--- SOURCE MATERIAL Enclosed Below ---

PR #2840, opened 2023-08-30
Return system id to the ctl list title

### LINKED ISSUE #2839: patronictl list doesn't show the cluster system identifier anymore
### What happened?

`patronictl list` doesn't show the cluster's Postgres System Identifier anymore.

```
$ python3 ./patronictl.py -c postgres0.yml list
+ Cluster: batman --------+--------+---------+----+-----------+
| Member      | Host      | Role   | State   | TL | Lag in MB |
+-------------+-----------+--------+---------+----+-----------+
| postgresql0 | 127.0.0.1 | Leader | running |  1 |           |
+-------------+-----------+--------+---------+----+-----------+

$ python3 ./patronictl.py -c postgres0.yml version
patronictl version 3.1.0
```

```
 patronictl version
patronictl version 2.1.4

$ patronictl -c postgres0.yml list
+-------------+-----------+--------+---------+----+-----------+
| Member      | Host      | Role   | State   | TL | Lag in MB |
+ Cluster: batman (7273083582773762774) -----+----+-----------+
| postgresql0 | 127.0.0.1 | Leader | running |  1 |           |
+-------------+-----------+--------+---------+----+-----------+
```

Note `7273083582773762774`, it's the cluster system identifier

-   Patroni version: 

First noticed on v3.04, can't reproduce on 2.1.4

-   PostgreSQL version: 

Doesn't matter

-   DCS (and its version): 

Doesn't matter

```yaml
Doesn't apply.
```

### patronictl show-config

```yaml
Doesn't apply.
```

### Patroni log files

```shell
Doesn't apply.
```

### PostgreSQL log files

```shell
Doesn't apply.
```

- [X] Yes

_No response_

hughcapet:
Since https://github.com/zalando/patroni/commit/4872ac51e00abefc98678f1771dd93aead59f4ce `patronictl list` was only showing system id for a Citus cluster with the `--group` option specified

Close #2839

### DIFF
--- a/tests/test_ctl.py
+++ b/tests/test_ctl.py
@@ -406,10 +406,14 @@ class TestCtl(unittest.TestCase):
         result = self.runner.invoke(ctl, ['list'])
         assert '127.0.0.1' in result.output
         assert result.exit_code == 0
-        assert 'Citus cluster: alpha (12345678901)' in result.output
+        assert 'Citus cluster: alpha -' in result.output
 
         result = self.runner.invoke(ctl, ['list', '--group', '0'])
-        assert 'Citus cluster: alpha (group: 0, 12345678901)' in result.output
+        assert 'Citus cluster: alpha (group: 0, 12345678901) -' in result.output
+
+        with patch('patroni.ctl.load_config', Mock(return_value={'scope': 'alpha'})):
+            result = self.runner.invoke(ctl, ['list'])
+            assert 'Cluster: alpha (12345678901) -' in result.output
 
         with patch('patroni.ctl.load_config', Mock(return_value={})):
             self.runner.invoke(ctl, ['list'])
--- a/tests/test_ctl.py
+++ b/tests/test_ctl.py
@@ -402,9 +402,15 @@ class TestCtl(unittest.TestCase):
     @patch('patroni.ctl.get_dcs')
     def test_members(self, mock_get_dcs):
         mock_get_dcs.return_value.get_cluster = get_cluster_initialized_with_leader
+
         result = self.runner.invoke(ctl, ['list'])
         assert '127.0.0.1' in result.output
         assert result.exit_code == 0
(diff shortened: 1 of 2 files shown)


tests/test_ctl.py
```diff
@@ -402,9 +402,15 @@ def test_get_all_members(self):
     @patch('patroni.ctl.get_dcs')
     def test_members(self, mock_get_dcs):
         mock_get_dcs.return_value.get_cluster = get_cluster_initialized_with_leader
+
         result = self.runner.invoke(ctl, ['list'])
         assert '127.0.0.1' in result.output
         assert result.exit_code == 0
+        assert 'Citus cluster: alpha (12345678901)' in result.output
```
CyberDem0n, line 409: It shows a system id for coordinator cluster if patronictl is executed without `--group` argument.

--- End of Enclosed SOURCE MATERIAL ---
--- SOURCE MATERIAL Enclosed Below ---

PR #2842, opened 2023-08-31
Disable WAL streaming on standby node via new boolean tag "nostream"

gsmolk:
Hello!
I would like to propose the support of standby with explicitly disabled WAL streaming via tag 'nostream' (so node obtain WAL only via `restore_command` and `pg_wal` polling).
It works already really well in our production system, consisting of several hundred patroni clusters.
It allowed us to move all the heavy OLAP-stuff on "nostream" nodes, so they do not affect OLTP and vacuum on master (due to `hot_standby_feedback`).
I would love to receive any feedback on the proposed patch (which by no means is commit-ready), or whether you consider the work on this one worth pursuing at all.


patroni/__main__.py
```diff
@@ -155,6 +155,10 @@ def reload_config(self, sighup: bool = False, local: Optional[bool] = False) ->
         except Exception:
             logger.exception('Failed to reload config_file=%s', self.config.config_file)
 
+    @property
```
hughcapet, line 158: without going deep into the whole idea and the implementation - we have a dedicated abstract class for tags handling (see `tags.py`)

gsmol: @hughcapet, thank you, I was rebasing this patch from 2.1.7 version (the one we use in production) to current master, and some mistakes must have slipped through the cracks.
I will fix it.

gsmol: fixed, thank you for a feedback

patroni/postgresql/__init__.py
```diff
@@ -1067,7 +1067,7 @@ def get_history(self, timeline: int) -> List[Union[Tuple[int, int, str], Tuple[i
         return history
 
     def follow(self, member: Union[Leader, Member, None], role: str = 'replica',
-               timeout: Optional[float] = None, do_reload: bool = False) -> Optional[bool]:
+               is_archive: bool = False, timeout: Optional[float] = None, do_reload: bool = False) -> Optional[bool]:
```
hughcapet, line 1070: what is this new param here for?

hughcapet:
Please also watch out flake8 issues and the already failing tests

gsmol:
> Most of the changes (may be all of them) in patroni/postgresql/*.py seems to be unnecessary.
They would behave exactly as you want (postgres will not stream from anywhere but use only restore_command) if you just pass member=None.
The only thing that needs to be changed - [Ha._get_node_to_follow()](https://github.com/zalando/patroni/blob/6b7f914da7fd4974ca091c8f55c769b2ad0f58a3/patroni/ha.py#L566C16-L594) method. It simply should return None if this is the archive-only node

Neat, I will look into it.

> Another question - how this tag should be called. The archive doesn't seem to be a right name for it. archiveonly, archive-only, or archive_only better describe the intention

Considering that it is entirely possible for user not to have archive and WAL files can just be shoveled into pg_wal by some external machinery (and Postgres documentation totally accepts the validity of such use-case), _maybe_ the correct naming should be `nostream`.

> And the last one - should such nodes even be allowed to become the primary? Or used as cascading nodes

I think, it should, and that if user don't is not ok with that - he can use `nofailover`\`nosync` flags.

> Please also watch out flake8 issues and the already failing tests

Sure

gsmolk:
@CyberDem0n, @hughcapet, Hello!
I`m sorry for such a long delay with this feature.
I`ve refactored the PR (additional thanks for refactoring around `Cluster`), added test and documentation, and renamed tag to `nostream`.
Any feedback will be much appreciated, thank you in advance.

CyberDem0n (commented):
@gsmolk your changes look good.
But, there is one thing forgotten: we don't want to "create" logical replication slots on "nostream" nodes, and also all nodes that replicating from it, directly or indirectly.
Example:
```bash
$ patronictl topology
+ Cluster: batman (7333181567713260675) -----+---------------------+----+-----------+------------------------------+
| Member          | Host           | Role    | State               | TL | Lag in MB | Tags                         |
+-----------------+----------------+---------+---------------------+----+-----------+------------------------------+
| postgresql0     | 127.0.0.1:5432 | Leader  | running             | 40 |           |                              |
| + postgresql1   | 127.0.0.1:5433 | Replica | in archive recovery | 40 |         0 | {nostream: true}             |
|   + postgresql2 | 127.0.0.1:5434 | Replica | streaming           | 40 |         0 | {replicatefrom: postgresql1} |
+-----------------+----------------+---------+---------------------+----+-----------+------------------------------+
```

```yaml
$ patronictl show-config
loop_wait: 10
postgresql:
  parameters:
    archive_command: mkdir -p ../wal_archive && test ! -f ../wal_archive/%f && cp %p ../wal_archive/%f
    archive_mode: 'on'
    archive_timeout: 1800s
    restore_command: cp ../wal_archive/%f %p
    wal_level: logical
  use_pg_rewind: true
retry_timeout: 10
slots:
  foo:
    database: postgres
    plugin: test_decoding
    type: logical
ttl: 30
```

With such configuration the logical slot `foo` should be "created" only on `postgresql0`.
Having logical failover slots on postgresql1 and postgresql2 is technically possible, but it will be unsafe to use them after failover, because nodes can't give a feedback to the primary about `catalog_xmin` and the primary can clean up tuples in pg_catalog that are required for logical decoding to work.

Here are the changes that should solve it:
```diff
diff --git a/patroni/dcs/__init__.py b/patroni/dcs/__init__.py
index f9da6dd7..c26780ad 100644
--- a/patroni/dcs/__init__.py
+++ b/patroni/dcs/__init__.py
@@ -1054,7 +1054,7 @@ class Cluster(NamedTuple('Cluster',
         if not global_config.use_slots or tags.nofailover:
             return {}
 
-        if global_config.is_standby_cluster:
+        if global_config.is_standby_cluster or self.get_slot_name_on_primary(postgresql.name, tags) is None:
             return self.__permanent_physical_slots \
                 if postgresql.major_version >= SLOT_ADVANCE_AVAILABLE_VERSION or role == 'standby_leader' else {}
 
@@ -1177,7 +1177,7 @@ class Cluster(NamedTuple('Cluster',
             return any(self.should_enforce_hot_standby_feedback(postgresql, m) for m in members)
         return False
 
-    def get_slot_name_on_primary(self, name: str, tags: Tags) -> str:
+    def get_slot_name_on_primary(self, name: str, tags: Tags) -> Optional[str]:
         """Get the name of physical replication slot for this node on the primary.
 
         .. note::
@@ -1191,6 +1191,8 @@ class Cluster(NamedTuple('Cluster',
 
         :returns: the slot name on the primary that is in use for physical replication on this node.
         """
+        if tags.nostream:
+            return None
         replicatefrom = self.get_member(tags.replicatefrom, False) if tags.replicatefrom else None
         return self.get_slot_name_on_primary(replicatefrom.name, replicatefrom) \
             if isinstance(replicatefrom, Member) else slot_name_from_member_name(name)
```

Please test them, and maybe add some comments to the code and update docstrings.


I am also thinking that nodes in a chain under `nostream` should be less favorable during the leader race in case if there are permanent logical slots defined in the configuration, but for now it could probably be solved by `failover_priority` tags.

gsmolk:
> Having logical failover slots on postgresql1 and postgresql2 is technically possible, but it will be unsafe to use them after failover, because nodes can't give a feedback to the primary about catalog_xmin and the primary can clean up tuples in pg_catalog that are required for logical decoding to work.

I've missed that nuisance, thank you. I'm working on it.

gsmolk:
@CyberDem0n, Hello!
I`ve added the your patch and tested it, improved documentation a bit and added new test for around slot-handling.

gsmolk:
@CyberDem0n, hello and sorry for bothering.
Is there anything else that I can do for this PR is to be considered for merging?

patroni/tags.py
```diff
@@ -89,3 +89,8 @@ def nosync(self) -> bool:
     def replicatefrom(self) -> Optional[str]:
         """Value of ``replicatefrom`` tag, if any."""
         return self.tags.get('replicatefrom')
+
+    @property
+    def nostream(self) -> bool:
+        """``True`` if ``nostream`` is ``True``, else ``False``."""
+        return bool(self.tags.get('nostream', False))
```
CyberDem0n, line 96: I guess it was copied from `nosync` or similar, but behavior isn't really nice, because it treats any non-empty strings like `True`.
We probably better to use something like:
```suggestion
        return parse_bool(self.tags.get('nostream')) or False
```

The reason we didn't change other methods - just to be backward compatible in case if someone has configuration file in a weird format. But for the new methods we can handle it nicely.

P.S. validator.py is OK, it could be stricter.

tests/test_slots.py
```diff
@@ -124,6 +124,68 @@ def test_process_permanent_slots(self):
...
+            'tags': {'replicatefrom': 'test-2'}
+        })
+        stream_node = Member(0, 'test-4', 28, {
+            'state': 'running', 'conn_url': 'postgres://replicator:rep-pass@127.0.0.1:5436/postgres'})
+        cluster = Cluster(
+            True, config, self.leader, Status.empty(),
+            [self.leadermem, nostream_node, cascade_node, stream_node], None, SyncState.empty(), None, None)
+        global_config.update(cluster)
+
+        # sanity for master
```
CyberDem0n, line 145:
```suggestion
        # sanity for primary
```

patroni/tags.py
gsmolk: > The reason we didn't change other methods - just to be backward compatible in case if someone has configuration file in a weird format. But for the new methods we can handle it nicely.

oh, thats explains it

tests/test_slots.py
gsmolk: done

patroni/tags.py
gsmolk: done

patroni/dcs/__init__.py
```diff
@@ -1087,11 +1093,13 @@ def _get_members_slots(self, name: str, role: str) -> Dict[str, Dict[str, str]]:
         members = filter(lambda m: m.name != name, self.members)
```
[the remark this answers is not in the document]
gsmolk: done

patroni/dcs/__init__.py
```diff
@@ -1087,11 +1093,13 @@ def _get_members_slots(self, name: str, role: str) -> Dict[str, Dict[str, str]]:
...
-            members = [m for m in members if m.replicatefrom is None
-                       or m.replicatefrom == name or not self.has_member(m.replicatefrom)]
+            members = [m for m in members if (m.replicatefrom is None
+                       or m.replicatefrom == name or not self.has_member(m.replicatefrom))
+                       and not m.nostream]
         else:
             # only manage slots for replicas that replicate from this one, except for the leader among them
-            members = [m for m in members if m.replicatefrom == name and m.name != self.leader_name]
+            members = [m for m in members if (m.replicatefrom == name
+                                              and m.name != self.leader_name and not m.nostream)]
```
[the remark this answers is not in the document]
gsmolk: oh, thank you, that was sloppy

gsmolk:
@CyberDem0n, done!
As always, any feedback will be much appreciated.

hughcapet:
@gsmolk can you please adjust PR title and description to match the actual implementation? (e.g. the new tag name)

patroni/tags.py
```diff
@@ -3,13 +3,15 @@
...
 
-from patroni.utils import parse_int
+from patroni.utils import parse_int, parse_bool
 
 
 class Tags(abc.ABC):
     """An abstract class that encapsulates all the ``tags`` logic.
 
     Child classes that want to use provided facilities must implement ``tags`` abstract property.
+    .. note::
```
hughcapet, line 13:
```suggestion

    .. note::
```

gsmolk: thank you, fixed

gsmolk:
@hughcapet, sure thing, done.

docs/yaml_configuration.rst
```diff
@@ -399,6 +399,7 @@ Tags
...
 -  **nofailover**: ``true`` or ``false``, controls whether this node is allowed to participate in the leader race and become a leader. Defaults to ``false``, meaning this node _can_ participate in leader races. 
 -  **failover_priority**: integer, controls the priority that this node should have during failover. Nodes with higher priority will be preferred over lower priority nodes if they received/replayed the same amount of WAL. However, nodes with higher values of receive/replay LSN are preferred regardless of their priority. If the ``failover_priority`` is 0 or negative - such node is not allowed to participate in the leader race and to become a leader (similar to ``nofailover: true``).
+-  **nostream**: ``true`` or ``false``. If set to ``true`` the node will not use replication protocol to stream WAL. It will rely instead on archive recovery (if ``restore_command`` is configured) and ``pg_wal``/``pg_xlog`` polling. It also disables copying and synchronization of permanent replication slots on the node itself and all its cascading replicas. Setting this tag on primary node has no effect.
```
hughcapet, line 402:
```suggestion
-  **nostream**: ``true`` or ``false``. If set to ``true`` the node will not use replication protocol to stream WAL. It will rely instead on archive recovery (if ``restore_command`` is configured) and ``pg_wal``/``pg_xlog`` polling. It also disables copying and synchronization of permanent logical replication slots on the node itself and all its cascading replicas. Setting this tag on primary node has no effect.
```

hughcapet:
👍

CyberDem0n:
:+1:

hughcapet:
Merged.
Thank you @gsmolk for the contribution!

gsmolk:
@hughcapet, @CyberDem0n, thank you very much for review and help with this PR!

--- End of Enclosed SOURCE MATERIAL ---

EXERCISE OBJECTIVE:
Show every line above in which the word "else" appears.

OUTPUT:
                 if postgresql.major_version >= SLOT_ADVANCE_AVAILABLE_VERSION or role == 'standby_leader' else {}
         replicatefrom = self.get_member(tags.replicatefrom, False) if tags.replicatefrom else None
             if isinstance(replicatefrom, Member) else slot_name_from_member_name(name)
Is there anything else that I can do for this PR is to be considered for merging?
+        """``True`` if ``nostream`` is ``True``, else ``False``."""
         else:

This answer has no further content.